##### Abstract

The Fourier algebra A(G) can be viewed as a dual object for the group G and, in turn, for the group algebra L1(G). It is a commutative Banach algebra constructed using the representation theory of the group, and from which the group G may be recovered as its spectrum. When G is abelian, A(G) coincides with L1(G^); for non-abelian groups, it is viewed as a generalization of this object. B. Johnson has shown that G is amenable as a group if and only if L1(G) is amenable as a Banach algebra. Hence, it is natural to expect that the cohomology of A(G) will reflect the amenability of G. The initial hypothesis to this effect is that G is amenable if and only if A(G) is amenable as a Banach algebra. Interestingly, it turns out that A(G) is amenable only when G has an abelian group of finite index, leaving a large class of amenable groups with non-amenable Fourier algebras.
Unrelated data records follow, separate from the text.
PR #1161, opened 2026-07-23
Auto-upgrade a previous-version project snapshot on restoreProject()

### LINKED ISSUE #1156: Auto-upgrade a previous-version project to the 6.0 format on load
## Problem

A user with an esqlabsR 5.x project (Excel-first: `Project.xlsx` + `Configurations/`) has no single-step way to open it in 6.0 and get a definitions-tree project. The only path today is `importProjectFromExcel()`, a separate manual step that the user has to know to reach for. `loadProject()` and `restoreProject()` (the natural "open my project" entrypoints) do not accept a previous-version project at all: `restoreProject()` reads only a v6 `.esqlabsR` file or a legacy single-file `Project.json`, and errors on anything older.

So a previous-version snapshot is importable only if you already know it must go through the Excel bridge, and the result feels like a conversion rather than opening the project.

## Ask

A previous-version esqlabsR project should be openable through the ordinary load path and auto-upgraded to the 6.0 definitions-tree format on read, no separate command required.

Concretely:

- `loadProject()` / `restoreProject()` detect that the source is a 5.x project (Excel-first workbooks) rather than a v6 project, and upgrade it in place to the current definitions tree instead of erroring.
- The upgrade reuses the existing Excel-import logic (`importProjectFromExcel()`), it does not reimplement parsing. This issue is about wiring that behind the load path and making it automatic, not about a new parser.
- On a successful auto-upgrade, inform the user (a one-line `cli::cli_inform` via the messages catalog) that a previous-version project was detected and upgraded, so the behaviour is visible rather than silent.

## Out of scope

- PK-Sim project snapshots (`.pksim5` / PK-Sim-generated JSON) as a project source. No esqlabsR code reads those as a project today; if wanted, a separate issue.
- Upgrading an older esqlabsR JSON `schemaVersion` (< 2.0). The current fixtures are all 2.0; if a pre-2.0 JSON snapshot ever needs upgrading on read, track it separately.

## Notes

- `importProjectFromExcel()` already carries the one documented caveat that observed data does not travel through Excel (it stays in the definitions tree). Any auto-upgrade path inherits that caveat; call it out in the upgrade message or docs.
- Keep Excel as a supported secondary entrypoint; this only removes the need to reach for it manually when the intent is "open my old project".

Felixmil:
This makes `restoreProject()` open a project snapshot written by a previous esqlabsR version. Such a snapshot (the single JSON `snapshotProjectConfiguration()` produced) is a mirror of the project's Excel workbooks, not a v6 `Project.json`, so today it fails the load. `restoreProject()` now detects one and upgrades it to the current definitions-tree format on read, so a previous-version project opens through the ordinary restore path without a separate manual import step. `loadProject()` stays strict (`Project.json` only), and the Excel `.xlsx` path stays with the dedicated `importProjectFromExcel()` bridge.

The PR targets `1158-excel-legacy-migration` because the upgrade reuses that branch's importer fixes (applications, PI, observed data, ids); basing here keeps the diff to just this change. It should retarget to `json-based-project` once #1158 merges.

## Detection

A previous-version snapshot is recognized by the absent `schemaVersion` (every v6 snapshot carries `"2.0"`) together with the mirror's `projectConfiguration` sheet and at least one workbook section, so neither a v6 snapshot nor an unrelated JSON is mistaken for one. This top-level shape has been stable across every released `snapshotProjectConfiguration()`.

## Upgrade

The upgrade rebuilds the mirrored Excel workbooks into a scratch directory (reversing the sheet-to-JSON dump and restoring per-column types) and runs them through `importProjectFromExcel()`, writing the definitions tree into the restore `dir`. The rebuilt root workbook is named `Project.xlsx` so the container lands as the canonical `Project.json`. A one-line `cli_inform` announces the upgrade and notes that observed data does not travel in a snapshot (the same caveat the Excel bridge documents).

## Example

```r
# A snapshot written by a previous esqlabsR version opens directly:
project <- restoreProject("ProjectConfiguration.json", "my-upgraded-project")
#> i Detected a previous-version project snapshot and upgraded it to the current project format.
#> ! Observed data does not travel in a snapshot; add it with `addObservedData()` if a plot or parameter identification needs it.
project$definitions$scenarios
#> scenarios: 8 definitions
```

Closes #1156

## Summary by CodeRabbit

* **New Features**
  * `restoreProject()` now accepts monolithic project snapshots created by earlier esqlabsR versions.
  * Legacy snapshots are automatically upgraded to the current project format during restoration.

* **Bug Fixes**
  * Added clear errors for malformed legacy snapshot data.
  * Improved compatibility while preserving restoration of current-format snapshots.

* **Documentation**
  * Clarified supported snapshot formats and upgrade behavior.
  * Documented that observed data is not included and may need to be added separately.


R/import-legacy-snapshot.R
```diff
@@ -0,0 +1,201 @@
...
+
+# Rebuild the Excel workbooks a monolithic snapshot mirrors, into `dir`. Writes
+# the root `ProjectConfiguration.xlsx` (path/property sheet), one workbook per
+# mirrored section under `Configurations/`, and any populations CSVs under
+# `Configurations/PopulationsCSV/`. Returns the path to the root
+# `ProjectConfiguration.xlsx`, the entry point `importProjectFromExcel()` reads.
+#
+# @keywords internal
+# @noRd
+.materializeLegacySnapshot <- function(jsonData, dir) {
```
Felixmil, line 111: `.materializeLegacySnapshot()` never recreates the observed-data workbook/folder (`dataFile`/`dataFolder`), but it does copy the `projectConfiguration` property sheet verbatim, so those properties still point at the (unmaterialized) data file.

Confirmed against the bundled fixture: `tests/testthat/data/TestProjectExcel/ProjectConfiguration.json` sets `dataFile = "TestProject_TimeValuesData.xlsx"` and `dataFolder = "Data/"`. On import, `.parseExcelObservedData()` (`R/project-excel.R:1402-1413`) does `file.exists(dataFilePath)` and, since the workbook was never written into the scratch dir, always hits the `!file.exists` branch and calls `cli::cli_warn(messages$importSkippedObservedData(...))`. That warning is **not** gated by `silent` — `silent` only guards the `interactive()` prompt at `R/project-excel.R:448` — so it fires on every upgrade of a snapshot that had observed data configured, in addition to the intended single `cli_inform` in `.upgradeLegacySnapshot()`.

Concretely, the new test `restoreProject upgrades a previous-version snapshot to a v6 tree` (`tests/testthat/test-import-legacy-snapshot.R:55-77`) only wraps the call in `expect_message()`, not `suppressWarnings()` (unlike the analogous calls in `test-project-excel.R`). Since `Config/testthat/edition: 3` is set (`DESCRIPTION:62`), and 3e promotes uncaught warnings to test failures, this looks like it will fail CI for this exact fixture/test.

Worth either suppressing/collapsing that warning during the upgrade (it's redundant with the `upgradedLegacySnapshot()` notice, which already tells the user observed data doesn't travel), or wrapping the test call appropriately if the warning is intentional.

---

R/import-legacy-snapshot.R
```diff
@@ -0,0 +1,201 @@
...
+  # `Project.json` container, the canonical name a restored project carries
+  # (matching the v6-snapshot restore path), rather than one named after the
+  # previous version's `ProjectConfiguration` workbook.
+  pcPath <- file.path(dir, "Project.xlsx")
+  .writeExcel(.legacySheetToDf(jsonData$projectConfiguration), pcPath)
+
+  # The snapshot keys each configuration workbook by the section name the
+  # exporter used; map each back to its conventional workbook filename (the
+  # default names the bridge expects when the property is a bare filename).
+  workbookFiles <- c(
```
Felixmil: The rebuilt workbook filenames are hardcoded here (`workbookFiles`) instead of read from the legacy snapshot's own `projectConfiguration` sheet (`modelParamsFile`, `individualsFile`, `populationsFile`, `scenariosFile`, `applicationsFile`, `plotsFile`, `parameterIdentificationFile`), even though those properties are documented, user-customizable filenames (see the fixture's own property descriptions, e.g. "Name of the excel file with global model parametrization... Must be located in the `configurationsFolder`").

Since `.materializeLegacySnapshot()` copies the `projectConfiguration` sheet verbatim, a legacy project that customized one of these filenames will have its `projectConfiguration` record the custom name, while the workbook is actually written under the hardcoded conventional name instead. `importProjectFromExcel()`'s section loop resolves the path from the (customized) property, finds no file there, and silently skips that whole section (`if (!is.null(file) && file.exists(file))` — no warning). The bundled fixture happens to use the default names for every property, so this doesn't currently surface as a test failure, but it will silently drop a section for any real-world legacy project that renamed a workbook.

Consider looking up each workbook's actual filename from `jsonData$projectConfiguration` (matching on the corresponding property, e.g. `modelParamsFile`) rather than the hardcoded map.

---

R/import-legacy-snapshot.R
```diff
@@ -0,0 +1,201 @@
...
+
+# Restore a column's type after the mirror flattened every cell to a string: a
+# column whose non-blank values are all `TRUE`/`FALSE` becomes logical, one that
+# parses fully as numeric becomes numeric, everything else stays character. This
+# matches what the previous version wrote, so the rebuilt workbook reads back
+# the same values it was exported from.
+#
+# @keywords internal
+# @noRd
+.restoreColumnTypes <- function(df) {
```
Felixmil, line 254: `.restoreColumnTypes()` numeric-coerces any column whose non-blank values all parse via `as.numeric()`, with no exemption for id-like columns. A zero-padded id (e.g. an `IndividualId`/`Scenario_name`/population-id column with values like `"01"`, `"02"`, `"010"`) parses cleanly as numeric, so it gets coerced to `1`, `2`, `10`. `writexl` then serializes those as numeric Excel cells, and re-parsing on the way back through `.parseExcelIndividuals()`/`.parseExcelScenarios()` stringifies them as `"1"`, `"2"`, `"10"` — silently dropping the zero-padding and breaking any foreign-key reference that still uses the original padded form (a scenario's `IndividualId`, a parameter-set sheet named after the individual, etc.).

This is a pre-existing-data edge case rather than something the bundled fixture exercises, but since this function is specifically restoring types for id-bearing columns coming out of a previous-version project, it might be worth excluding known id columns (or any column feeding into a canonicalized id) from the numeric-coercion branch.

---

R/project-snapshot.R
```diff
@@ -167,6 +173,15 @@ restoreProject <- function(snapshot, dir = ".", overwrite = FALSE) {
     dir.create(dir, recursive = TRUE, showWarnings = FALSE)
   }
 
+  jsonData <- jsonlite::fromJSON(snapshot, simplifyVector = FALSE)
+
+  # A previous-version monolithic snapshot (Excel workbooks dumped to one JSON by
+  # an older `snapshotProjectConfiguration()`) is not a v6 `Project.json`; upgrade
+  # it through the Excel bridge rather than trying to parse it as a v6 snapshot.
+  if (.isLegacySnapshot(jsonData)) {
```
Felixmil, line 181: This early return for a legacy snapshot skips the stale-tree-handle warning that the v6-snapshot restore path emits on overwrite. `replacedExistingTree <- isProjectInitialized(dir)` is computed above (line 171), and further down (lines 226-227) there's `if (replacedExistingTree && overwrite) cli::cli_warn(messages$restoreOverwroteTree(dir))` — but the legacy-snapshot branch returns at line 182, before ever reaching that check.

So `restoreProject()` with a legacy snapshot, `overwrite = TRUE`, and a `dir` that already holds an initialized project tree replaces that tree exactly like the v6 path does, but the user gets no warning that any previously-loaded `Project` object bound to `dir` is now stale. Since `.upgradeLegacySnapshot()` also forwards `overwrite` into `importProjectFromExcel()` and does the actual overwrite, it'd be worth surfacing the same warning here (e.g. after the upgrade returns, or by threading `replacedExistingTree` through).

---

Felixmil (commented):
Automated code review (high effort) of this PR's actual diff (base `1158-excel-legacy-migration`...head `b258992c`, the 7 files listed on the PR: `R/import-legacy-snapshot.R`, `R/messages.R`, `R/project-snapshot.R`, plus docs/log).

4 findings, all verified against the current diff and the bundled `TestProjectExcel` fixture:

1. `.materializeLegacySnapshot()` doesn't recreate the observed-data workbook, so every upgrade of a snapshot with `dataFile` configured (the bundled fixture included) triggers an uncaught `cli_warn` — likely a CI failure given `Config/testthat/edition: 3` and the new test only wrapping the call in `expect_message()`.
2. `.materializeLegacySnapshot()` hardcodes workbook filenames instead of reading them from the snapshot's own `projectConfiguration` properties, so a legacy project with a customized workbook name would silently lose that whole section.
3. `.restoreColumnTypes()` numeric-coerces any all-numeric-looking string column with no id exemption, which would silently strip zero-padding from an id column if one existed in the source data.
4. The new legacy-snapshot early return in `restoreProject()` bypasses the stale-tree-handle warning the v6 path emits on overwrite.

---

R/import-legacy-snapshot.R
Felixmil: Fixed in 2b1e2125. The upgrade now muffles this warning via `withCallingHandlers` on the classed condition `esqlabsR_importSkippedObservedData` (classed at its source in `R/project-excel.R`), since it is redundant with the observed-data caveat the `upgradedLegacySnapshot()` inform already carries. New test asserts `expect_no_warning()` on the fixture upgrade, so the 3e failure is covered.

R/import-legacy-snapshot.R
Felixmil: Fixed in 2b1e2125. `.materializeLegacySnapshot()` now reads each workbook filename from the snapshot's own `projectConfiguration` via `.legacyConfigProperties()` (mapping section -> property, e.g. `scenariosFile`), falling back to the conventional default only when the property is absent, and basenames it so it stays under `configDir`. New test renames `scenariosFile` and asserts the workbook lands under the custom name (and not the hardcoded one).

R/import-legacy-snapshot.R
Felixmil: Fixed in 2b1e2125. `.restoreColumnTypes()` now skips numeric coercion for a column with any leading-zero value (`^0[0-9]`, e.g. `01`, `007`), keeping it as text so the padding and any reference to it survive; a lone `0` or a decimal stays coercible. New test covers a zero-padded id column staying character while a genuine numeric column still coerces.

R/project-snapshot.R
Felixmil: Fixed in 2b1e2125. `replacedExistingTree` is now threaded into `.upgradeLegacySnapshot()`, which emits the same `restoreOverwroteTree` warning the v6 path does when an overwriting restore replaced an initialized tree. New test asserts the warning on an overwriting re-restore.

R/import-legacy-snapshot.R
```diff
@@ -0,0 +1,201 @@
...
+# value that is not a `{column_names, rows}` object (a corrupt or hand-edited
+# snapshot) aborts with a clear message rather than a cryptic downstream error.
+#
+# @keywords internal
+# @noRd
+.legacySheetToDf <- function(sheet) {
+  if (!is.list(sheet) || is.null(sheet$column_names)) {
+    cli::cli_abort(messages$legacySnapshotMalformedSheet())
+  }
+  columnNames <- unlist(sheet$column_names)
```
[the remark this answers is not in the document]
Felixmil: Fixed in c1f825b6. `.legacySheetToDf()` now rejects a present-but-malformed `rows` (a scalar, or a non-list row record) with `legacySnapshotMalformedSheet()`, while an absent `rows` stays a valid empty sheet. Added tests for empty rows, scalar rows, and a non-list row record.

The dual of A(G) is a von Neumann algebra (denoted VN(G)); as such, A(G) inherits a natural operator space structure. With this operator space structure, A(G) is a completely contractive Banach algebra, which is the natural operator space analogue of a Banach algebra. By taking this additional structure into account, one recovers the intuition behind the first conjecture: Z.-J. Ruan showed that G is amenable if and only if A(G) is operator amenable.
This thesis concerns both the non-amenability of the Fourier algebra in the category of Banach spaces and why Ruan's Theorem is actually the proper analogue of Johnson's Theorem for A(G). We will see that the operator space projective tensor product behaves well with respect to the Fourier algebra, while the Banach space projective tensor product generally does not. This is crucial to explaining why operator amenability is the right sort of amenability in this context, and more generally, why A(G) should be viewed as a completely contractive Banach algebra and not merely a Banach algebra.